_Problem to solve_
The answer should consist of all the records, copied exactly.

_Information shown_
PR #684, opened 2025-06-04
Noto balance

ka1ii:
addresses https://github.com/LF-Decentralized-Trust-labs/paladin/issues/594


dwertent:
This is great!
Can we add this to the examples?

_Problem solution_
PR #684, opened 2025-06-04
Noto balance

ka1ii:
addresses https://github.com/LF-Decentralized-Trust-labs/paladin/issues/594


dwertent:
This is great!
Can we add this to the examples?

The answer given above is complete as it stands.